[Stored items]
☆ ☆ ☆

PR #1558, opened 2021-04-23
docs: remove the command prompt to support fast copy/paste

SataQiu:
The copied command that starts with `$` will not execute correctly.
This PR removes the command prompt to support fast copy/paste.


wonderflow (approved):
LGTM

☆ ☆ ☆

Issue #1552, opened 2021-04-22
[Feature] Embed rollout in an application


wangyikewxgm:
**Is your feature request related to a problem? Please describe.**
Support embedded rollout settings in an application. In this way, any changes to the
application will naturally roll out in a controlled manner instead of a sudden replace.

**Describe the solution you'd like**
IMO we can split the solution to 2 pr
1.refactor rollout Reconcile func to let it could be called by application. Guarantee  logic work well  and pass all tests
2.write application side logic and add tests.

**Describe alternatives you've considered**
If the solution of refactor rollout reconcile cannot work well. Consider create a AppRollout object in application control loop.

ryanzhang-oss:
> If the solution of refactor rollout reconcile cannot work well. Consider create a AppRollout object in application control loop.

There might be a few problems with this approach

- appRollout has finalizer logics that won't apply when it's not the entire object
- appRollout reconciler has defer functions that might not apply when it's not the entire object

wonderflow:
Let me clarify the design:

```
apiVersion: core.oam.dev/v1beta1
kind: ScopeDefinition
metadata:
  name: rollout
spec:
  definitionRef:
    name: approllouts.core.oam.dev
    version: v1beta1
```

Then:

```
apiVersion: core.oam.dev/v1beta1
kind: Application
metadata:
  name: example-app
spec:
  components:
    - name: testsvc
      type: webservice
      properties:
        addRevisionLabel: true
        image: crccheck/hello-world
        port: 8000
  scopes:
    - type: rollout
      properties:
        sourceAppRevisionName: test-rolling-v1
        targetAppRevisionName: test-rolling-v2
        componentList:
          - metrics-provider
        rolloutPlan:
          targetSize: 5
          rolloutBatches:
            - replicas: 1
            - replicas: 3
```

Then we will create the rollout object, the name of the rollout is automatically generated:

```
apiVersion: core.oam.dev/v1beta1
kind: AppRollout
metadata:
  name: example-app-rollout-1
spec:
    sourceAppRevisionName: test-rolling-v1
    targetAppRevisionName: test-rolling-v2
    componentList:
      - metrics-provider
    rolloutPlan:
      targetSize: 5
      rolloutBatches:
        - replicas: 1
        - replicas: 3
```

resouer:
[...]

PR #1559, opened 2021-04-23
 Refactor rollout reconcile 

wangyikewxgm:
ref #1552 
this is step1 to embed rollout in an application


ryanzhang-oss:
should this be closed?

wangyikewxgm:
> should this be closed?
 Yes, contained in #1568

☆ ☆ ☆

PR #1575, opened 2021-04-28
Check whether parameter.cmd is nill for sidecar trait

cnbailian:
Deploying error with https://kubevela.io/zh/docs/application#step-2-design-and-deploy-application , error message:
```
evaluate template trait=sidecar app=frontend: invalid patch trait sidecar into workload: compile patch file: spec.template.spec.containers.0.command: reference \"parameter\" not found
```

☆ ☆ ☆

Search the data above for "create" and copy every line where it turns up.

__Answer space__.
If the solution of refactor rollout reconcile cannot work well. Consider create a AppRollout object in application control loop.
> If the solution of refactor rollout reconcile cannot work well. Consider create a AppRollout object in application control loop.
Then we will create the rollout object, the name of the rollout is automatically generated:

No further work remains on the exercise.